To criticize Rolling Stone is to hold the magazine to a double standard. The New York Times ran the exact same photograph on the front page above the fold, and met no controversy in doing so. Furthermore, while Rolling Stone does have a tradition of putting rock stars and other celebrities on its cover, this move is not unprecedented; the magazine put serial killer Charles Manson on the cover of a 1970 issue.
The piece accompanying the Tsarnaev cover, “Jahar’s World” by Janet Reitman is a fantastic piece of journalism. The story, which analyzes Tsarnaev’s upbringing and his behaviors and views during his high school and college years seeks to answer the question many people have been asking since that horrific Friday morning in April when the alleged bombers’ identities were first revealed: How can such a seemingly normal teenager do something so horrible?
Obviously the answer to this question is more complicated than one journalist can answer in a single story, and may never be completely realized, but pursuing answers is important not just to satisfy our own human compulsions to make sense of senseless tragedies, but also because the better we understand people like Dzhokhar Tsarnaev, the better we will be able to prevent future devastation.
In her reporting, Reitman found apparent warning signs.

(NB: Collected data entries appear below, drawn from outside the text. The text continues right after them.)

PR #5506, opened 2025-05-02
Add H5Dread_chunk2()

### LINKED ISSUE #5224: Create memory safe version of H5Dread_chunk()
H5Dread_chunk() currently has the signature: `herr_t H5Dread_chunk(hid_t dset_id, hid_t dxpl_id, const hsize_t *offset, uint32_t *filters, void *buf);`

This is potentially not memory safe because hte caller does not specify the size of buf. This is especialy problematic because the fitler can potentially increase the size of the chunk, meaning the only way for a caller to definitely know how big buf needs to be is to call H5Dget_chunk_info() first. We should add a size parameter to H5Dread_chunk(), which the caller initializes with the size of buf, and on exit contains the size of the filtered chunk (the needed size of buf). If the buffer is not big enough to read the entire chunk, the contents of buf are unchanged. This would allow the caller to pass a buffer they think is big enough without creating memory (and potentially security) errors if they're wrong and without needed to call H5Dget_Chunk_info() every time, which adds overhead and thereby partially defeats the purpose of the direct chunk I/O interface.

fortnern:
Version H5Dread_chunk() according to the standard HDF5 API versioning scheme. H5Dread_chunk2() takes an additional parameter that points to a variable containing the size of the buffer on entry, and is set to the needed size on exit. Deprecated H5Dread_chunk1(). The FORTRAN interface still needs to be updated.

Resolves #5224


release_docs/RELEASE.txt
```diff
@@ -171,6 +171,31 @@ New Features
 
     Library:
     --------
+    - The H5Dread_chunk() signature has changed
+
+      A new parameter, nalloc, has been added to H5Dread_chunk(). This parameter
+      contains a pointer to a variable that holds the size of the buffer buf. If
+      *nalloc is not large enough to hol dhte entire chunk being read, no data
```
brtnfld: "hol dhte"

src/H5Dpublic.h
```diff
@@ -1250,10 +1250,11 @@ H5_DLL herr_t H5Dwrite_chunk(hid_t dset_id, hid_t dxpl_id, uint32_t filters, con
  *                      dataspace
  * \param[in,out]  filters  Mask for identifying the filters in use
  * \param[out]  buf     Buffer containing data to be read from the chunk
+ * \param[in,out]  nalloc   Size of buf in bytes
```
brtnfld: Is the naming convention `nalloc`, or `buf_size`? I see both being used. What should be used going forward? For Fortran, I think we mostly use buf_size.

src/H5Dpublic.h
```diff
@@ -1276,22 +1277,31 @@ H5_DLL herr_t H5Dwrite_chunk(hid_t dset_id, hid_t dxpl_id, uint32_t filters, con
  *          \p buf is the memory buffer containing the chunk read from
  *          the dataset in the file.
  *
- * \attention Exercise caution when using H5Dread_chunk() and
+ *          \p nalloc must be passed as a pointer to a variable holding the
+ *          allocated size, in bytes, of the memory buffer \p buf. On exit,
+ *          \p *nalloc is set to the buffer size needed to read the chunk, which
+ *          is the same as the size of the chunk on disk. If the value of
+ *          \p *nalloc passed in was insufficient to read the entire, chunk, no
+ *          data is read. \p buf may be passed as NULL as long as \p *nalloc
```
brtnfld: Why does `nalloc` need to be set to zero when `buf ` is NULL?

src/H5Dpublic.h
fortnern: I used nalloc because that's what the closest existing analogs for this pattern, H5Tencode etc., use. I do think buf_size is a better name though, so I wouldn't be opposed to changing it.

src/H5Dpublic.h
fortnern: I suppose we could allow a nonzero (uninitialized *nalloc) in this case for convenience. My reasoning was that by passing *nalloc > 0 the app is asserting there is space in the buffer, and therefore it's inconsistent to pass a NULL buffer.

fortnern: Now that I look at it, H5Tencode allows *nalloc > 0 with buf == NULL, so I'll change this.

release_docs/RELEASE.txt
brtnfld: fixed

src/H5Dpublic.h
brtnfld: I changed it to `buf_size`.

src/H5Dpublic.h
brtnfld: Ok, then I will allow this behaviour in the FORTRAN wrapper.

brtnfld:
@fortnern , I finished with the Fortran additions, you might want to bring the PR in sync with develop

src/H5Dpublic.h
brtnfld: done

brtnfld:
@fortnern, I don't think those failing test are related to my changes. All tests pass on my OpenSUSE

fortran/src/H5Dff.F90
```diff
@@ -1780,6 +1786,62 @@ SUBROUTINE h5dfill_f(fill_value, fill_type_id, buf, buf_type_id, space_id, hdfer
...
+!! See C API: @ref H5Dread_chunk2()
+!!
+ SUBROUTINE h5dread_chunk_f(dset_id, offset, filters, buf, buf_size, hdferr, dxpl_id)
+    IMPLICIT NONE
+
+    INTEGER(HID_T)    , INTENT(IN)  :: dset_id
+    INTEGER(HSIZE_T)  , INTENT(IN), DIMENSION(:) :: offset
+    INTEGER           , INTENT(INOUT) :: filters
+    TYPE(C_PTR)                       :: buf
+    INTEGER(HID_T)    , INTENT(INOUT) :: buf_size
```
epourmal: Should the type be INTEGER(SIZE_T)?

brtnfld: good catch, fixed.

hl/src/H5DO.c
```diff
@@ -60,7 +60,7 @@ herr_t
 H5DOread_chunk(hid_t dset_id, hid_t dxpl_id, const hsize_t *offset, uint32_t *filters, void *buf)
 {
     /* Call underlying H5D function */
-    if (H5Dread_chunk(dset_id, dxpl_id, offset, filters, buf) < 0)
+    if (H5Dread_chunk1(dset_id, dxpl_id, offset, filters, buf) < 0)
```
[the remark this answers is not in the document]
fortnern: Thanks copilot, but this code is within an #ifndef H5_NO_DEPRECATED_SYMBOLS block so there should be no issue. Also calling the macro in the library is a bad idea since the signature is different depending on which version gets called.

src/H5version.h
```diff
@@ -368,6 +368,10 @@
   #define H5Dopen_vers 2
 #endif /* !defined(H5Dopen_vers) */
 
+#if !defined(H5Dread_chunk_vers)
+  #define H5Dread_chunk_vers 1
+#endif /* !defined(H5Dread_chunk_vers) */
```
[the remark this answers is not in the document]
fortnern: Copilot doesn't understand our API versioning scheme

For example, Tsarnaev told one friend he believed terrorism can be justified, and told another he knew how to make a bomb. If friends of aspiring terrorists truly understand that the people they think they know so well may have an unthinkable dark side, they may not shrug off such statements they way Tsarnaev’s friends did.
As for the cover, criticisms that the magazine could have run a less glamorous picture, or not put Tsarnaev on the cover at all are valid but not satisfactory. The picture Rolling Stone chose to run and the prominence of the location drive home the point of the story: He was, to the untrained eye, a normal teenager who took glam shots of himself, but he possessed enough evil within him to shake a city to its core; and that is the most horrifying thing about this tragic ordeal.
It is completely understandable that people do not want to give so much public attention to such a terrible person, especially considering the asinine group of supporters he has preaching his innocence. Regardless, this is an occasion in which rational thought must triumph over emotion; Tsarnaev presents an important case study in understanding why people like him chose to do the things they do. As tempting as it is, it would be highly irresponsible to ignore him. By removing the magazine from the bookstore, Northeastern is doing just this. For a profit-making entity like CVS to do this is one thing, but for an academic institution to do this is simply shameful.